>>>>>

PR #12701, opened 2023-06-06
Address issues with source with component names and replacing listeners

adrianeboyd:
## Description

When sourcing a component, the object from the original pipeline is added to the new pipeline as the same object. This creates a situation where there are several attributes that cannot be in sync between the original pipeline and the new pipeline at the same time for this one object:

* `component.name`
* `component.listener_map` / `component.listening_components` for `tok2vec` and `transformer`

When running `replace_listeners` on a component, the config is not updated correctly if the state of the component is incorrect for the current pipeline (in particular changes that should be applied from `model.attrs["replace_listener_cfg"]` as used in `spacy-transformers`) due to the fact that:

* `find_listeners` relies on `component.name` to set the name in the `listener_map`
* `replace_listeners` relies on `listener_map` to determine how to modify the configs

In addition, there are several places where pipeline components are modified and the listener map and/or internal component names aren't currently updated.

In cases where there is a component shared by two pipelines that cannot be in sync, this PR chooses to prioritize the most recently modified or initialized pipeline. There is no actual solution with the current `source` behavior that will make both pipelines usable, so the current pipeline is updated whenever components are added/renamed/removed or the pipeline is initialized for training.

### Types of change

Bug fix.

## Checklist

### DIFF
--- a/spacy/language.py
+++ b/spacy/language.py
@@ -934,9 +934,6 @@ class Language:
         if old_name in self._config["initialize"]["components"]:
             init_cfg = self._config["initialize"]["components"].pop(old_name)
             self._config["initialize"]["components"][new_name] = init_cfg
-        pipe = self.get_pipe(new_name)
-        if hasattr(pipe, "name"):
-            pipe.name = new_name
         self._link_components()
 
     def remove_pipe(self, name: str) -> Tuple[str, PipeCallable]:
--- a/spacy/language.py
+++ b/spacy/language.py
@@ -1921,27 +1921,6 @@ class Language:
                 raise ValueError(
                     Errors.E942.format(name="pipeline_creation", value=type(nlp))
                 )
-        # Detect components with listeners that are not frozen consistently
-        for name, proc in nlp.pipeline:
-            if isinstance(proc, ty.ListenedToComponent):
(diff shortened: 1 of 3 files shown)


adrianeboyd:
I'll let the tests run in the CI first to show the issues. The new tests have a few temporary modifications (marked with TODOs for later removal) so that the test failures show the interesting failures rather than more minor technical issues.

adrianeboyd:
With the pipeline state kept in sync for the new pipeline by `add_pipe`, the code block at the end of `Language.from_config` to sync listener status should no longer be needed.

It doesn't cause any problems, but it should never apply. In particular, it was it looks like it was unintentional that `replace_listeners` was being checked in two different places and I suspect that at least that part probably should have been removed in #7620.

adrianeboyd:
Tests for `spacy-transformers` using `replace_listener_cfg`: https://github.com/explosion/spacy-transformers/pull/381

* fail with current `master`: https://github.com/explosion/spacy-transformers/actions/runs/5221455649/jobs/9425733452?pr=381#step:13:210
* succeed with this PR: https://buildkite.com/explosion-ai/spacy-transformers-gpu-test-suite/builds/26

PR #12820, opened 2023-07-13
Add support for `llm` in `spacy init config`

rmitsch:
## Description

Add support for `llm` component. in `spacy init config`

### Types of change

Enhancement.

## Checklist

### DIFF
--- a/spacy/cli/init_config.py
+++ b/spacy/cli/init_config.py
@@ -1,7 +1,7 @@
 import re
 from enum import Enum
 from pathlib import Path
-from typing import List, Optional, Tuple
+from typing import List, Optional, Tuple, Any, Dict
 
 import srsly
 from jinja2 import Template
@@ -9,9 +9,10 @@ from thinc.api import Config
 from wasabi import Printer, diff_strings
 
 from .. import util
+from ..errors import Errors
 from ..language import DEFAULT_CONFIG_PRETRAIN_PATH
 from ..schemas import RecommendationSchema
-from ..util import SimpleFrozenList
+from ..util import SimpleFrozenList, registry
 from ._util import (
     COMMAND,
     Arg,
@@ -40,6 +41,8 @@ class InitValues:
 
     lang = "en"
     pipeline = SimpleFrozenList(["tagger", "parser", "ner"])
+    llm_task: Optional[str] = None
+    llm_model: Optional[str] = None
     optimize = Optimizations.efficiency
     gpu = False
     pretraining = False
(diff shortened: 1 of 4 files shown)


rmitsch:
As of now `spacy-llm` is required if `llm` is added in the pipeline. This is because we need its registry entries to resolve `--llm.task ner` to e. g. `spacy.NER.v2` (note that it the current state we don't select the highest version, this is a todo). This means we'd have to install `spacy-llm` for the CI tests though. Are we ok with that?

Alternatively we could also required the registry handle to be set explicitly: e. g. `--llm.task spacy.NER.v2`. In this case there's no need to require `spacy-llm`, but it's somewhat less consistent with the way `--pipeline` is configured.

Opinions?

spacy/cli/templates/quickstart_training.jinja
```diff
@@ -3,7 +3,7 @@ the docs and the init config command. It encodes various best practices and
 can help generate the best possible configuration, given a user's requirements. #}
 {%- set use_transformer = hardware != "cpu" and transformer_data -%}
 {%- set transformer = transformer_data[optimize] if use_transformer else {} -%}
-{%- set listener_components = ["tagger", "morphologizer", "parser", "ner", "textcat", "textcat_multilabel", "entity_linker", "span_finder", "spancat", "spancat_singlelabel", "trainable_lemmatizer"] -%}
+{%- set listener_components = ["tagger", "morphologizer", "parser", "ner", "textcat", "textcat_multilabel", "entity_linker", "span_finder", "spancat", "spancat_singlelabel", "trainable_lemmatizer", "llm"] -%}
```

<<<<<

▶ What is needed: The result should be every line of the material that contains the word "state", so copy those lines.

▶ Response to this task:
When running `replace_listeners` on a component, the config is not updated correctly if the state of the component is incorrect for the current pipeline (in particular changes that should be applied from `model.attrs["replace_listener_cfg"]` as used in `spacy-transformers`) due to the fact that:
With the pipeline state kept in sync for the new pipeline by `add_pipe`, the code block at the end of `Language.from_config` to sync listener status should no longer be needed.
As of now `spacy-llm` is required if `llm` is added in the pipeline. This is because we need its registry entries to resolve `--llm.task ner` to e. g. `spacy.NER.v2` (note that it the current state we don't select the highest version, this is a todo). This means we'd have to install `spacy-llm` for the CI tests though. Are we ok with that?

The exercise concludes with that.